#### MATERIAL FOR THE TASK ####
PR #5815, opened 2025-10-28
feat: expose new owned partition metric

javiermolinar:
**What this PR does**:
This PR introduces a new metric to expose partition ownership information from live-store instances.
The metric allows us to accurately determine which consumer (in which zone) currently owns each Kafka partition, enabling better visibility and alerting for ingestion coverage issues.

This addition is required to create an actionable and stable alert for ingestion coverage, replacing existing heuristics that rely on indirect or noisy signals (e.g., replica counts, lag series presence)

Fixes #<issue number>

**Checklist**
- [x] Tests updated
- [ ] Documentation added

### DIFF
--- a/CHANGELOG.md
+++ b/CHANGELOG.md
@@ -22,6 +22,7 @@
 * [ENHANCEMENT] Add metric for tracking added latency to write requests [#5781](https://github.com/grafana/tempo/pull/5781) (@mapno)
 * [ENHANCEMENT] Improve error message when overrides fail to parse [#5787](https://github.com/grafana/tempo/pull/5787) (@mapno)
 * [ENHANCEMENT] Increase weight for heavy TraceQL queries [#5782](https://github.com/grafana/tempo/pull/5782) (@ruslan-mikhailov)
+* [ENHANCEMENT] Add TraceQL support for nonexistential attribute queries [#4950](https://github.com/grafana/tempo/pull/4905) (@ie-pham)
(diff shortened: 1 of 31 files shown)


modules/livestore/partition_reader.go
```diff
@@ -159,6 +161,25 @@ func (r *PartitionReader) commitLoop(ctx context.Context) {
...
+	r.metrics.ownedPartition.WithLabelValues(partition, r.consumerGroup).Set(1)
+
+	for {
+		select {
+		case <-ctx.Done():
+			r.metrics.ownedPartition.WithLabelValues(partition, r.consumerGroup).Set(0)
+			return
+		case <-t.C:
+			r.metrics.ownedPartition.WithLabelValues(partition, r.consumerGroup).Set(1)
+		}
```
mapno: Does it need to be set on a ticker? Once it's initially set it should be in the registry until the live-store shuts down

javiermolinar: Right setting it once is enough to keep it alive, but the ticker is useful as keep-alive. I was thinking that we could also set it in the commitLoop but I find it more explicit this way

mapno: That's my question I guess: why do we need this keepalive mechanism? Aren't series kept in the Prometheus registry throughout its lifecycle?

javiermolinar: Just as a precaution but you are right, we can test it like you are suggestion first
####
(PROMPT)
Could you write out the full data verbatim?

(RESPONSE BELOW)
PR #5815, opened 2025-10-28
feat: expose new owned partition metric

javiermolinar:
**What this PR does**:
This PR introduces a new metric to expose partition ownership information from live-store instances.
The metric allows us to accurately determine which consumer (in which zone) currently owns each Kafka partition, enabling better visibility and alerting for ingestion coverage issues.

This addition is required to create an actionable and stable alert for ingestion coverage, replacing existing heuristics that rely on indirect or noisy signals (e.g., replica counts, lag series presence)

Fixes #<issue number>

**Checklist**
- [x] Tests updated
- [ ] Documentation added

### DIFF
--- a/CHANGELOG.md
+++ b/CHANGELOG.md
@@ -22,6 +22,7 @@
 * [ENHANCEMENT] Add metric for tracking added latency to write requests [#5781](https://github.com/grafana/tempo/pull/5781) (@mapno)
 * [ENHANCEMENT] Improve error message when overrides fail to parse [#5787](https://github.com/grafana/tempo/pull/5787) (@mapno)
 * [ENHANCEMENT] Increase weight for heavy TraceQL queries [#5782](https://github.com/grafana/tempo/pull/5782) (@ruslan-mikhailov)
+* [ENHANCEMENT] Add TraceQL support for nonexistential attribute queries [#4950](https://github.com/grafana/tempo/pull/4905) (@ie-pham)
(diff shortened: 1 of 31 files shown)


modules/livestore/partition_reader.go
```diff
@@ -159,6 +161,25 @@ func (r *PartitionReader) commitLoop(ctx context.Context) {
...
+	r.metrics.ownedPartition.WithLabelValues(partition, r.consumerGroup).Set(1)
+
+	for {
+		select {
+		case <-ctx.Done():
+			r.metrics.ownedPartition.WithLabelValues(partition, r.consumerGroup).Set(0)
+			return
+		case <-t.C:
+			r.metrics.ownedPartition.WithLabelValues(partition, r.consumerGroup).Set(1)
+		}
```
mapno: Does it need to be set on a ticker? Once it's initially set it should be in the registry until the live-store shuts down

javiermolinar: Right setting it once is enough to keep it alive, but the ticker is useful as keep-alive. I was thinking that we could also set it in the commitLoop but I find it more explicit this way

mapno: That's my question I guess: why do we need this keepalive mechanism? Aren't series kept in the Prometheus registry throughout its lifecycle?

javiermolinar: Just as a precaution but you are right, we can test it like you are suggestion first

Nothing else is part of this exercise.